Question

In the spectrum of singly ionised helium, the wavelength of a line observed is almost the same as the first line of the Balmer series of hydrogen. It is due to transition of electron
A. from ${n_1} = 6$ to ${n_2} = 4$
B. from ${n_1} = 5$ to ${n_2} = 3$
C. from ${n_1} = 4$ to ${n_2} = 2$
D. from ${n_1} = 3$ to ${n_2} = 2$

Answer 1

Hint:the wavelength of the emitted spectrum of hydrogen can be calculated using the formulae $\dfrac{1}{\lambda } = {R_H}{Z^2}(\dfrac{1}{{n_1^2}} - \dfrac{1}{{n_2^2}})$. The same formulae can be written for the emitted spectrum of helium ions. Since both wavelengths are said to be equal the two values can be equated to obtain the relation between principal quantum numbers of helium.

Complete step by step answer:
The emission spectrum of hydrogen has been divided into different series based on the lower energy level to which the electron transitions are taking place. Balmer series in the name given for the spectral emissions of hydrogen which arises due to the transition from higher energy levels to the energy level with principal quantum number 2. Balmer emission spectrum lies in the range of $383.5384\,nm$ to $656.2852\,nm$. As we know this spectrum lies in the region of visible spectrum, and thus Balmer emission is visible to naked eyes.

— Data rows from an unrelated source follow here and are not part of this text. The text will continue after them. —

PR #2636, opened 2023-12-12
Some fixes related to radiation interface and restarts

bartgol:
In particular:
 - remove any mention of packs: rrtmgp does not use them, so they are misleading at best
 - init active gases workaround inside rrtmgp: allows less spaghetti code from the driver
 - enforce consistency between rad_frequency and model restart: no longer allow restart to happen in the middle of a rad superstep
 - remove no longer needed RESTART group names from some rad fields
 
 @jgfouca can you please review the buildnml part?
 @brhillman can you please review rad internal consistency?
 @tcclevenger can you please double check pg2 hack consistency?


components/eamxx/src/physics/rrtmgp/eamxx_rrtmgp_process_interface.cpp
```diff
@@ -771,48 +815,13 @@ void RRTMGPRadiation::run_impl (const double dt) {
...
 
         // We read o3 in as a vmr already
         if (name=="o3") continue;
 
         auto d_vmr = get_field_out(name + "_volume_mix_ratio").get_view<Real**>();
-        if (name == "h2o") {
-          // h2o is (wet) mass mixing ratio in FM, otherwise known as "qv", which we've already read in above
-          // Convert to vmr
-          const auto policy = ekat::ExeSpaceUtils<ExeSpace>::get_default_team_policy(ncol, m_nlay);
-          Kokkos::parallel_for(policy, KOKKOS_LAMBDA(const MemberType& team) {
```
bartgol, line 781: The calculation of h2o was fine, since it only computed the value for the cols in the current chunk. However, for the other gases, we were recomputing all the `m_ncol` entries for every chunk.

components/eamxx/src/physics/rrtmgp/eamxx_rrtmgp_process_interface.cpp
```diff
@@ -771,48 +815,13 @@ void RRTMGPRadiation::run_impl (const double dt) {
...
-            const int i = team.league_rank();
-            const int icol = i + beg;
-            Kokkos::parallel_for(Kokkos::TeamVectorRange(team, nlay), [&] (const int& k) {
-              d_vmr(icol,k) = PF::calculate_vmr_from_mmr(gas_mol_weights[igas],d_qv(icol,k),d_qv(icol,k));
-            });
-          });
-          Kokkos::fence();
-        } else if (name == "n2") {
-          // n2 prescribed as a constant value
-          Kokkos::deep_copy(d_vmr, m_params.get<double>("n2vmr", 0.7906));
```
bartgol, line 793: These two could probably be done during init.

components/eamxx/src/physics/rrtmgp/eamxx_rrtmgp_process_interface.cpp
```diff
@@ -771,48 +815,13 @@ void RRTMGPRadiation::run_impl (const double dt) {
       // n2 and co are set to constants and are not handled by trcmix;
       // the rest are handled by trcmix
       real2d tmp2d = subview_2d(m_buffer.tmp2d);
-      const auto gas_mol_weights = m_gas_mol_weights;
       for (int igas = 0; igas < m_ngas; igas++) {
         auto name = m_gas_names[igas];
 
         // We read o3 in as a vmr already
         if (name=="o3") continue;
```
bartgol, line 822: This skips the line 
```
m_gas_concs.set_vmr(name, tmp2d);
```
down below. Is this intended? The comment `we read o3 in as a vmr already` makes me think the answer is NO, and we were simply trying to skip the trcmix calculation...

components/eamxx/src/physics/rrtmgp/eamxx_rrtmgp_process_interface.cpp
```diff
@@ -565,6 +565,50 @@ void RRTMGPRadiation::run_impl (const double dt) {
...
+        // Convert to vmr
+        const auto policy = ekat::ExeSpaceUtils<ExeSpace>::get_default_team_policy(m_ncol, m_nlay);
+        Kokkos::parallel_for(policy, KOKKOS_LAMBDA(const MemberType& team) {
+          const int icol = team.league_rank();
+          Kokkos::parallel_for(Kokkos::TeamVectorRange(team, nlay), [&] (const int& k) {
+            d_vmr(icol,k) = PF::calculate_vmr_from_mmr(gas_mol_weights[igas],d_qv(icol,k),d_qv(icol,k));
+          });
+        });
+        Kokkos::fence();
+      } else if (name == "n2") {
```
bartgol, line 593: These two could probably be done during init. The perf gain may not be noticeable anyways though.

jgfouca (dismissed):
Python changes LGTM

components/eamxx/src/physics/rrtmgp/eamxx_rrtmgp_process_interface.cpp
```diff
@@ -83,88 +85,88 @@ void RRTMGPRadiation::set_grids(const std::shared_ptr<const GridsManager> grids_
...
+  add_field<Required>("qv",scalar3d_layout_mid,kgkg,grid_name);
   add_field<Required>("surf_lw_flux_up",scalar2d_layout,W/(m*m),grid_name);
   // Set of required gas concentration fields
   for (auto& it : m_gas_names) {
     // Add gas VOLUME mixing ratios (moles of gas / moles of air; what actually gets input to RRTMGP)
     if (it == "o3") {
       // o3 is read from file, or computed by chemistry
-      add_field<Updated >(it + "_volume_mix_ratio", scalar3d_layout_mid, molmol, grid_name, ps);
+      add_field<Required >(it + "_volume_mix_ratio", scalar3d_layout_mid, molmol, grid_name);
+      TraceGasesWorkaround::singleton().add_active_gas(it + "_volume_mix_ratio");
```
tcclevenger, line 110: In the old version, wasn't this only call `if (fvphyshack)`? Now is it being called all the time?

bartgol: Well, rrtmgp does not know about what pg2 is. It simply fills the list of trace gases. Then, it's up to dyn what to do with this. If phys=GLL, dyn won't do anything, otherwise it will.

We can predict the wavelength of the emission spectrum if we know the initial and final principal quantum number of the energy levels in which the transmission took place.
The relation can be mathematically plotted as
$\dfrac{1}{\lambda } = {R_H}{Z^2}(\dfrac{1}{{n_1^2}} - \dfrac{1}{{n_2^2}})$
${R_H}$ represents the Rydberg constant, and the value is
${R_H} = 1.09677576 \times {10^7}{m^{ - 1}}$for hydrogen.
The value of Rydberg constant varies from element to element, Rydberg constant for an element can be expressed as
${R_H} = \dfrac{{m{e^4}}}{{8{h^3}c{\varepsilon _0}}}$

Now we can move back to our question,
It was said the wavelength of helium (atomic number 2) and the wavelength of the first line of Balmer 5series hydrogen (atomic number 1) was the same.
Mathematically,
${\lambda _H} = {\lambda _{He}}$
$ \Rightarrow \dfrac{1}{{{\lambda _H}}} = \dfrac{1}{{{\lambda _{He}}}}$
$ \Rightarrow {1^2}(\dfrac{1}{{{2^2}}} - \dfrac{1}{{{3^2}}}) = {2^2}(\dfrac{1}{{n_1^2}} - \dfrac{1}{{n_{2}^2}})$
$(\dfrac{1}{{n_1^2}} - \dfrac{1}{{n_{2}^2}}) = \dfrac{5}{{36}}$
Thus, we have successfully found the value of $(\dfrac{1}{{n_1^2}} - \dfrac{1}{{n_{2}^2}})$. now we have to choose the value of principal quantum number in a manner such that it satisfies the above equation.If we consider the first option ${n_1} = 6$and ${n_2} = 4$.
We get $(\dfrac{1}{{n_1^2}} - \dfrac{1}{{n_{2}^2}}) = (\dfrac{1}{{{6^2}}} - \dfrac{1}{{{4^2}}}) = - \dfrac{5}{{36}}$
Remember that the negative sign indicates energy released. Therefore, considering the positive integral solutions ${n_1} = 6$and ${n_2} = 4$

Thus, option A is the correct answer.

Note:The value of $(\dfrac{1}{{n_1^2}} - \dfrac{1}{{n_{2}^2}})$ will be negative as it denotes the energy released. Getting a negative sign doesn’t mean here that you got the wrong answer, but the nature of energy released. Multiplying with the value of Rydberg constant wastes the time, as it gets cancelled later.